→ Exercise goal: Write every record out again exactly as shown below.

*** Begin section ***

PR #120, opened 2018-04-04
Better cli pagination

### LINKED ISSUE #115: Improved pagination
### Expected Behavior
The user can paginate routes that return multiple entries in several ways. This behavior is configurable the same way across all these apis. Here are the needed cases:

```bash
# Change the page size that we "break" at. This does not need
# to change the actual limit, just where we interrupt the scroll
stellar transactions all --page-by 25

# Walk through and show all results without interruption. This should
# conflict with the page-by
stellar transactions all --all
```

Either way, the methodology for pagination should be done once so that we don't need to duplicate the code across all the commands. The configuration should be the same (maybe a function can return the arg?) but we should paginate using a struct that accepts an Iterator (can paginate anything) and uses a closure to feed results.

```rust
Paginator {
    page_size: PageSize,
}

enum PageSize {
    All,
    Size(usize)
}

impl Paginator {
    fn new(page_size: PageSize) -> Self;

    fn paginate<I>(iter: I) -> Result where I: Iterator;
}
```

### Actual Behavior
Pagination is unconfigurable

kbacha:
To simplify the code, I've combined the arguments, matching, and
pagination into a single module called Pager. This enables reuse of the
same code to be used in every matcher. It can also be theoretically used
for any iterator at all.

fixes #115

### DIFF
--- a/cli/src/pager.rs
+++ b/cli/src/pager.rs
@@ -1,0 +1,135 @@
+use clap::{App, Arg, ArgMatches};
+use std::str::FromStr;
+
+#[derive(Debug, Clone, Copy, Eq, PartialEq)]
+pub struct Pager {
+    size: PageSize,
+}
+
+#[derive(Debug, Clone, Copy, Eq, PartialEq)]
+pub enum PageSize {
+    All,
+    Size(usize),
+}
+
+impl Pager {
+    pub fn add<'a, 'b>(app: App<'a, 'b>) -> App<'a, 'b> {
+        app.arg(
+            Arg::with_name("all")
+                .long("all")
+                .conflicts_with("page-size")
+                .help("Query for all records"),
+        ).arg(
+            Arg::with_name("page-size")
+                .long("page-by")
+                .conflicts_with("all")
+                .takes_value(true)
+                .validator(Self::validator)
+                .help("Query and display in a specific page size. Defaults to 10"),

*** End section ***

→ Response:
PR #120, opened 2018-04-04
Better cli pagination

### LINKED ISSUE #115: Improved pagination
### Expected Behavior
The user can paginate routes that return multiple entries in several ways. This behavior is configurable the same way across all these apis. Here are the needed cases:

```bash
# Change the page size that we "break" at. This does not need
# to change the actual limit, just where we interrupt the scroll
stellar transactions all --page-by 25

# Walk through and show all results without interruption. This should
# conflict with the page-by
stellar transactions all --all
```

Either way, the methodology for pagination should be done once so that we don't need to duplicate the code across all the commands. The configuration should be the same (maybe a function can return the arg?) but we should paginate using a struct that accepts an Iterator (can paginate anything) and uses a closure to feed results.

```rust
Paginator {
    page_size: PageSize,
}

enum PageSize {
    All,
    Size(usize)
}

impl Paginator {
    fn new(page_size: PageSize) -> Self;

    fn paginate<I>(iter: I) -> Result where I: Iterator;
}
```

### Actual Behavior
Pagination is unconfigurable

kbacha:
To simplify the code, I've combined the arguments, matching, and
pagination into a single module called Pager. This enables reuse of the
same code to be used in every matcher. It can also be theoretically used
for any iterator at all.

fixes #115

### DIFF
--- a/cli/src/pager.rs
+++ b/cli/src/pager.rs
@@ -1,0 +1,135 @@
+use clap::{App, Arg, ArgMatches};
+use std::str::FromStr;
+
+#[derive(Debug, Clone, Copy, Eq, PartialEq)]
+pub struct Pager {
+    size: PageSize,
+}
+
+#[derive(Debug, Clone, Copy, Eq, PartialEq)]
+pub enum PageSize {
+    All,
+    Size(usize),
+}
+
+impl Pager {
+    pub fn add<'a, 'b>(app: App<'a, 'b>) -> App<'a, 'b> {
+        app.arg(
+            Arg::with_name("all")
+                .long("all")
+                .conflicts_with("page-size")
+                .help("Query for all records"),
+        ).arg(
+            Arg::with_name("page-size")
+                .long("page-by")
+                .conflicts_with("all")
+                .takes_value(true)
+                .validator(Self::validator)
+                .help("Query and display in a specific page size. Defaults to 10"),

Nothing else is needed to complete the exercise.